◆ **Task item**:
Every line below needs to be reproduced exactly.

- - - - -

PR #1689, opened 2015-05-14
S5: Remove address requirement for purchase and authorize

davidsantoso:
@duff quick fix for the S5 gateway. Add the customer info if it's passed in the options hash via `billing_address` or just `address`. Otherwise, don't add it to the XML.

### DIFF
--- a/lib/active_merchant/billing/gateways/s5.rb
+++ b/lib/active_merchant/billing/gateways/s5.rb
@@ -126,7 +126,7 @@ module ActiveMerchant #:nodoc:
           xml.Contact do
             xml.Email      options[:email]
             xml.Ip         options[:ip]
-            xml.Phone      address[:phone]
+            xml.Phone      address[:phone] if address
           end
           xml.Address do
             xml.Street     "#{address[:address1]} #{address[:address2]}"
@@ -134,7 +134,7 @@ module ActiveMerchant #:nodoc:
             xml.City       address[:city]
             xml.State      address[:state]
             xml.Country    address[:country]
-          end
+          end if address
           xml.Name do
             xml.Given      creditcard.first_name
             xml.Family     creditcard.last_name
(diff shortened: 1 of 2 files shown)


duff:
@davidsantoso I'm thinking we'd still want the `email` and `ip` to get sent, no?

j-mutter:
Wouldn't you want this [a few lines up](https://github.com/davidsantoso/active_merchant/blob/s5-remove-address-requirement/lib/active_merchant/billing/gateways/s5.rb#L137) instead? Or do you really want to omit *everything*

j-mutter:
Oh hai @duff, haha.

j-mutter:
@davidsantoso Can you add a remote test that confirms the lack of address is acceptable?

davidsantoso:
@duff @j-mutter good call. Should there be a guard statement on `Phone` as well since that's part of the address hash?

@j-mutter yep I'll add one now.

duff:
Good timing @j-mutter !

It is interesting that the generator includes `billing_address` by default in the `@options` in the `setup` method of the remote tests.  I do wonder if the default set of options ought to be more minimalist and then have separate remote tests where options like `billing_address` are included.

duff:
@davidsantoso :+1: on guards where needed there.

j-mutter:
We've been trying to move from the generic `address` key to `billing_address` for a while now, and it should probably stay. I would imagine most gateways will want it, and the ones where it's optional are the outliers.

davidsantoso:
It is helpful when testing for adding addresses to a transaction :wink: This was probably more my issue in not having robust enough of tests.

davidsantoso:
@duff @j-mutter added two additional tests for transactions without addresses and refactored the guard clause on the customer info XML generation.

Let me know if you guys have anymore thoughts/concerns!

- - - - -

◆ **Output of the exercise**:
PR #1689, opened 2015-05-14
S5: Remove address requirement for purchase and authorize

davidsantoso:
@duff quick fix for the S5 gateway. Add the customer info if it's passed in the options hash via `billing_address` or just `address`. Otherwise, don't add it to the XML.

### DIFF
--- a/lib/active_merchant/billing/gateways/s5.rb
+++ b/lib/active_merchant/billing/gateways/s5.rb
@@ -126,7 +126,7 @@ module ActiveMerchant #:nodoc:
           xml.Contact do
             xml.Email      options[:email]
             xml.Ip         options[:ip]
-            xml.Phone      address[:phone]
+            xml.Phone      address[:phone] if address
           end
           xml.Address do
             xml.Street     "#{address[:address1]} #{address[:address2]}"
@@ -134,7 +134,7 @@ module ActiveMerchant #:nodoc:
             xml.City       address[:city]
             xml.State      address[:state]
             xml.Country    address[:country]
-          end
+          end if address
           xml.Name do
             xml.Given      creditcard.first_name
             xml.Family     creditcard.last_name
(diff shortened: 1 of 2 files shown)


duff:
@davidsantoso I'm thinking we'd still want the `email` and `ip` to get sent, no?

j-mutter:
Wouldn't you want this [a few lines up](https://github.com/davidsantoso/active_merchant/blob/s5-remove-address-requirement/lib/active_merchant/billing/gateways/s5.rb#L137) instead? Or do you really want to omit *everything*

j-mutter:
Oh hai @duff, haha.

j-mutter:
@davidsantoso Can you add a remote test that confirms the lack of address is acceptable?

davidsantoso:
@duff @j-mutter good call. Should there be a guard statement on `Phone` as well since that's part of the address hash?

@j-mutter yep I'll add one now.

duff:
Good timing @j-mutter !

It is interesting that the generator includes `billing_address` by default in the `@options` in the `setup` method of the remote tests.  I do wonder if the default set of options ought to be more minimalist and then have separate remote tests where options like `billing_address` are included.

duff:
@davidsantoso :+1: on guards where needed there.

j-mutter:
We've been trying to move from the generic `address` key to `billing_address` for a while now, and it should probably stay. I would imagine most gateways will want it, and the ones where it's optional are the outliers.

davidsantoso:
It is helpful when testing for adding addresses to a transaction :wink: This was probably more my issue in not having robust enough of tests.

davidsantoso:
@duff @j-mutter added two additional tests for transactions without addresses and refactored the guard clause on the customer info XML generation.

Let me know if you guys have anymore thoughts/concerns!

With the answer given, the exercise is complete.